Chen Shasha, a prominent young erhu player from Meicun, says there are now about 20 erhu makers in the town who produce a combined total of about 50,000 instruments every year, accounting for between 25 and 30 percent of the market share in China.
In December 2010, the town was given the title of "Land of Erhu Craft in Jiangsu Province" by the Jiangsu Folk Literature and Art Association. The next year, Meicun's erhu-making process was included on Jiangsu province's list of intangible cultural heritage.
Gu Yue is one of the best-known companies making the instrument in China. And the company－founded by Wan Qixing more than 60 years ago－has a factory in Meicun, which is home to dozens of middle-aged artisans who painstakingly assemble each erhu by hand.
There is no high-tech production line here, just rudimentary tools such as sewing machines, drills, saws and disc sanders. But the rustic environment is hardly indicative of the quality of the product. While the company sells basic erhu instruments for a few hundred yuan, it is better known for its exquisite masterpieces that fetch small fortunes. Bu Guangjun, Wan's son-in-law, has been working as a supervisor in the factory for the past few decades. He says that one of Gu Yue's erhu sold for 180,000 yuan ($28,112) at an auction a few years ago.
According to Bu, about 40 percent of the company's instruments are sold abroad in Asian countries such as Japan, Malaysia and Singapore, while the rest are sold to domestic customers.
Asked why Gu Yue's erhu are considered to be in a league of their own, Bu cited his father-in-law's passion and dedication to the craft. "He's been doing this for more than 60 years. When you've been doing the same thing for so long, you naturally become a master in the craft. He is also a perfectionist and someone who has a keen ear for music," says the 44-year-old.
"To craft a good erhu, you need more than just technical knowledge－you must also have a feel for the sound."
This "feel" that Bu mentions also extends to certain processes in the workshop. For example, the manner in which the snake skin is treated and attached to the sound box is crucial in determining the sound quality, and this step of the crafting process can only be handled by an expert. "I can determine what type of erhu I can make just by holding a piece of snake skin. It's all down to the feel. Every piece of snake skin is different. Some are tauter than others. The weather also plays a big role in determining how each piece should be treated. It's hard to program a machine to identify all these factors," he says.

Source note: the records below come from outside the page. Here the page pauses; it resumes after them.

PR #149, opened 2026-05-07
drop async settings for derived tables

sheridancbio:
- also pause 90 seconds after each OPTIMIZE TABLE x FINAL statement (too many rapid calls to OPTIMIZE TABLE causes out of memory failure)
- in order to get the CI tests to pass, all scripts which formed a connection to a mysql database needed to be crippled/commented out. These scripts are no longer functional and will need to be adapted to clickhouse in order to make them functional again:
    - updateOncokbAnnotations.py
    - migrate_db.py

### DIFF
--- a/scripts/clickhouse_import_support/create_derived_tables_in_clickhouse_database.sh
+++ b/scripts/clickhouse_import_support/create_derived_tables_in_clickhouse_database.sh
@@ -235,20 +235,6 @@ function sql_statement_includes_insert_into() {
     return 1
 }
 
-function append_async_settings_suffix() {
-    local sql_filepath="$1"
-    local sql_filepath_amended="$sql_filepath.amended"
-    local async_settings_suffix=" SETTINGS async_insert=1, wait_for_async_insert=1, async_insert_busy_timeout_ms=300000, async_insert_max_data_size=$clickhouse_max_memory_use_target, async_insert_max_query_number=10000;"
-    local linecount=$(cat $sql_filepath | wc -l)
-    local linecount_minus_one=$(($linecount-1))
-    head -n $linecount_minus_one $sql_filepath > $sql_filepath_amended
-    local last_line_from_file="$(tail -n 1 $sql_filepath)"
-    local line_without_semicolon="${last_line_from_file%;*}"
-    echo "$line_without_semicolon" >> $sql_filepath_amended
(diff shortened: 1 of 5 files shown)


scripts/clickhouse_import_support/create_derived_tables_in_clickhouse_database.sh
```diff
@@ -269,15 +255,17 @@ function create_all_derived_tables() {
...
-        if sql_statement_includes_insert_into $sql_filepath ; then
-            append_async_settings_suffix $sql_filepath
-        fi
         if ! execute_sql_statement_from_file_via_clickhouse_client "$sql_filepath" "create_derived_table_result_filepath" ; then
             echo "Error : failure occurred during execution of sql statements in file $sql_filepath" >&2
             echo "    beginning with:" >&2
             head -n 4 $sql_filepath >&2
             return 1
         fi
+        if grep OPTIMIZE "$sql_filepath" | grep FINAL ; then
```
jamesqo, line 264: thought we were not changing this script? or is this just cleanup?

I think we want to replace it with `--multiquery` at some point

jamesqo (approved):

scripts/clickhouse_import_support/create_derived_tables_in_clickhouse_database.sh
sheridancbio: --multiquery will process all of the SQL statements as they appear in the source file sequentially. Doing that would fail. Our production database contains genetic profiles which contain non-matching comma separated lists for a handful of studies which are "non-rectangular". These studies have cases such as having a genetic_profile_samples list with 1000 items in the list, which would be paired up against a number of genetic_alteration event lists with 600 items in those lists (or some other number). Cases like this must be detected and filtered out of the operation in order for the derived table construction process to reach completion.

Also, there are some statements which require special treatment --- such as these "OPTIMIZE TABLE genetic_alteration FINAL" style statements. If we do 5 sequential executions like that, we observe failures because of memory depletion. So these lines introduce pauses between each statement. Rather than a fixed pause we could instead do repeated queries waiting for the OPTIMIZE TABLE statement to be fully processed (perhaps querying the list of running jobs on the server). In any case, for the time being we must do some special processing at various points in the clickhouse.sql script.

PR #150, opened 2026-05-08
Backup ga tables before sample removal

forus:
The genetic alteration tables, genetic_alteration and genetic_profile_samples, are not crash-safe.
If sample removal fails partway through, the tables can be left in an inconsistent state,
with some rows updated and others still referencing the removed sample.
    
Reuse the backup-and-restore approach already used by incremental upload: back up the affected tables
before removal and restore them if an error occurs.
    
This code path is used when removing a sample and when removing a patient.

### DIFF
--- a/src/main/java/org/mskcc/cbio/portal/dao/BackupUtil.java
+++ b/src/main/java/org/mskcc/cbio/portal/dao/BackupUtil.java
@@ -4,8 +4,6 @@ import org.mskcc.cbio.portal.util.ProgressMonitor;
 
 import java.sql.Connection;
 import java.sql.SQLException;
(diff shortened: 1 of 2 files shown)


sheridancbio (approved):
This looks good to me. There is also the possibility of deleting a patient ... and when deleting a patient, I assume we will be deleting the samples for that patient. I am guessing that deleting the samples for the deleted patient is done in a way which will also invoke removeSamplesInGeneticAlterationsForStudy() --- but we should make sure that is true.

One other thought --- generic assay data is stored in a similar way --- maybe in the same genetic_alteration table. I wonder if that is all covered by this code as well.

PR #161, opened 2026-06-08
Add retry logic to clone_clickhouse_database in order to fix ZooKeeper race condition

jamesqo:
On ClickHouse Cloud (SharedMergeTree), dropping a table is asynchronous in ZooKeeper. If a table is recreated and data is inserted immediately after, the new part metadata can collide with stale paths left over from the dropped table, causing the INSERT to fail.

This fix adds retry logic to copy_source_database_table_data_to_destination: the INSERT is retried up to 3 times with a 30-second delay between attempts, giving ZooKeeper enough time to finish cleanup before the next attempt.

cc @sheridancbio @averyniceday

### DIFF
--- a/scripts/clickhouse_import_support/clone_clickhouse_database.sh
+++ b/scripts/clickhouse_import_support/clone_clickhouse_database.sh
@@ -158,11 +158,28 @@ function create_destination_database_table_schema_only() {
 
 function copy_source_database_table_data_to_destination() {
     local table_name=$1
+    # Retry the INSERT up to 3 times with a 30-second delay between attempts.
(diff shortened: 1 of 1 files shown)


sheridancbio (approved):
The delay logic seems fine. I do not think this error has anything to do with zookeeper aside from zookeeper being software which helps coordinate the multiple running hosts which are working in coordination with each other. The real problem is that changes in clickhouse are performed locally on one node, but those changes need to propagate to other nodes (which become eventually consistent with the change). I think it is possible to set up a multi-node cluster without zookeeper, and the same kind of problems would occur in that situation.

"Because of instances such as this, it is almost impossible to completely automate the manufacturing process."
Gu Yue currently produces about 10,000 instruments per year. Bu notes that production volume peaked in 2012 but has plateaued since. However, he expects domestic demand to pick up again in the coming years. "The government is now pushing for schools to focus more on arts and culture. The erhu is one of the most famous traditional Chinese musical instruments. So there is bound to be increased interest in it when schools align their curriculums with the government directives," he says.